Il peut aussi photographier le salarié via une webcam et enregistrer les conversations par le micro du PC. En France, la CNIL juge illicite l’usage de keylogger sauf en cas de circonstance exceptionnelle liée à un fort impératif de sécurité.
D’autres logiciels tout aussi décriés sont capables d’effectuer des captures d’écran du salarié à intervalles réguliers et rapprochés ou de traquer les données GPS afin de les transmettre sous forme de rapport au responsable hiérarchique.
L’obligation d’un maximum de transparence à l’égard des salariés
Tout système de contrôle des salariés dans une entreprise doit faire l’objet d’une consultation des représentants du personnel.
Les salariés doivent également être informés avant toute mise en place de tels dispositifs et renseignés sur leurs droits en matière de contrôle de leur activité (droits d’accès aux données collectées, de rectification, voire d’opposition à leur utilisation).
De même, dès lors que le système permet d’identifier un salarié, l’employeur est dans l’obligation de procéder à une déclaration préalable auprès de la CNIL de la mise en place d’un contrôle à distance.
Le défaut de déclaration jouera en faveur du salarié lors d’un recours aux prud’hommes.
Si une surveillance est prévue et connue, l’employeur doit prévoir des temps libres durant lesquels il ne sera pas autorisé à contrôler son personnel.
Pour plus de tranquillité, n’utilisez pas vos équipements personnels
D’une manière générale, il est fortement déconseillé aux personnes en travail à distance d’utiliser leur matériel personnel, notamment l’ordinateur en privilégiant l’usage d’équipements fournis et contrôlés par l’entreprise.
À défaut ils doivent protéger l’accès à leurs données personnelles. Cela commence par la sécurisation de la connexion Internet et la suppression du Wi-Fi invité.
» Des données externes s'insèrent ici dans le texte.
PR #250, opened 2026-09-05
ci: check the remote stack's scripts and Compose files, and fix the image's pruned install

NorbertBodziony:
Follow-up to #249, which wired `remote/api`'s typecheck and tests into CI. Auditing the neighbourhood turned up three more gaps in the same area, one of them a live bug on `main`.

Le recours à des logiciels “espions” est donc formellement interdit en France et les outils utilisés ne peuvent être installés à l’insu des salariés. Toute dérive peut donc faire l’objet d’un recours aux prud’hommes.
Le travail à distance nécessite d’être accompagné pour que cette nouvelle manière de travailler soit source de bien-être au travail.